Issue #285, opened 2020-08-12
Unable to create GUI marker with parent


pohzhiee:
# Reproduction
The following was ran on Ubuntu 20.04 using source build, with ign-transport reverted by 1 commit.

In terminal 1:
```bash
ign gazebo shapes.sdf -v
```
In terminal 2:
```bash
ign service -s /marker --reqtype ignition.msgs.Marker --reptype ignition.msgs.Empty --timeout 1000 --req 'action: ADD_MODIFY, type: SPHERE, id: 4, scale: {x:2.0, y:2.0, z:2.0}, parent: "cylinder"'
```
This will result in the following shown in terminal 1:
```
...
[Wrn] [Component.hh:144] Trying to serialize component with data type [N3sdf2v95WorldE], which doesn't have `operator<<`. Component will not be serialized.
[Wrn] [Component.hh:144] Trying to serialize component with data type [N3sdf2v95ModelE], which doesn't have `operator<<`. Component will not be serialized.
[GUI] [Wrn] [Application.cc:649] [QT] file::/ComponentInspector/Vector3d.qml:93:9: QML Image: Detected anchors on an item that is managed by a layout. This is undefined behavior; use Layout.alignment instead.
[GUI] [Wrn] [Application.cc:649] [QT] file::/ComponentInspector/Vector3d.qml:93:9: QML Image: Detected anchors on an item that is managed by a layout. This is undefined behavior; use Layout.alignment instead.
[GUI] [Msg] Loading plugin [ignition-rendering3-ogre2]
[GUI] [Wrn] [Application.cc:649] [QT] Qt has caught an exception thrown from an event handler. Throwing
exceptions from an event handler is not supported in Qt.
You must not let any exception whatsoever propagate through Qt code.
If that is not possible, in Qt 5 you must at least reimplement
QCoreApplication::notify() and catch all exceptions there.

terminate called after throwing an instance of 'Ogre::InvalidParametersException'
  what():  OGRE EXCEPTION(2:InvalidParametersException): Node ID: 21, named '' already was a child of Node ID: 8, named ''. in Node::addChild at /var/lib/jenkins/workspace/ogre-2.1-debbuilder/repo/OgreMain/src/OgreNode.cpp (line 440)
```

# Cause
In the [marker creation section of the code](https://github.com/ignitionrobotics/ign-gazebo/blob/ign-gazebo3/src/rendering/MarkerManager.cc#L480-L505),

[...]

PR #290, opened 2020-08-13
Add checks for marker parent

pohzhiee:
Fixes issue #285. 

As for the tests, I am unsure where to add it, since there are no existing rendering tests that I am aware of. 
Also, should the test involve everything including starting a server, launching the GUI, and then using the marker service? Or should the test only involve the server and the rendering by manipulating the ECM directly?

### DIFF
--- a/src/rendering/MarkerManager.cc
+++ b/src/rendering/MarkerManager.cc
@@ -498,7 +498,10 @@ bool MarkerManagerPrivate::ProcessMarkerMsg(const ignition::msgs::Marker &_msg)
       visualPtr->AddGeometry(markerPtr);
 
       // Add visual to root visual
-      this->scene->RootVisual()->AddChild(visualPtr);
+      if (!visualPtr->HasParent())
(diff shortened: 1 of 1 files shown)


src/rendering/MarkerManager.cc
```diff
@@ -498,7 +498,10 @@ bool MarkerManagerPrivate::ProcessMarkerMsg(const ignition::msgs::Marker &_msg)
       visualPtr->AddGeometry(markerPtr);
 
       // Add visual to root visual
-      this->scene->RootVisual()->AddChild(visualPtr);
+      if (!visualPtr->HasParent())
+      {
+          this->scene->RootVisual()->AddChild(visualPtr);
```
JShep1, line 503: Nit: Just two spaces as an indent

JShep1: a3f65c2ec9586816e3a3cb2ecf11ca18469401a8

....

Would you repeat, exactly and with nothing added, every line from the line containing "Also, should the" through the last line of the records above?

Also, should the test involve everything including starting a server, launching the GUI, and then using the marker service? Or should the test only involve the server and the rendering by manipulating the ECM directly?

### DIFF
--- a/src/rendering/MarkerManager.cc
+++ b/src/rendering/MarkerManager.cc
@@ -498,7 +498,10 @@ bool MarkerManagerPrivate::ProcessMarkerMsg(const ignition::msgs::Marker &_msg)
       visualPtr->AddGeometry(markerPtr);
 
       // Add visual to root visual
-      this->scene->RootVisual()->AddChild(visualPtr);
+      if (!visualPtr->HasParent())
(diff shortened: 1 of 1 files shown)


src/rendering/MarkerManager.cc
```diff
@@ -498,7 +498,10 @@ bool MarkerManagerPrivate::ProcessMarkerMsg(const ignition::msgs::Marker &_msg)
       visualPtr->AddGeometry(markerPtr);
 
       // Add visual to root visual
-      this->scene->RootVisual()->AddChild(visualPtr);
+      if (!visualPtr->HasParent())
+      {
+          this->scene->RootVisual()->AddChild(visualPtr);
```
JShep1, line 503: Nit: Just two spaces as an indent

JShep1: a3f65c2ec9586816e3a3cb2ecf11ca18469401a8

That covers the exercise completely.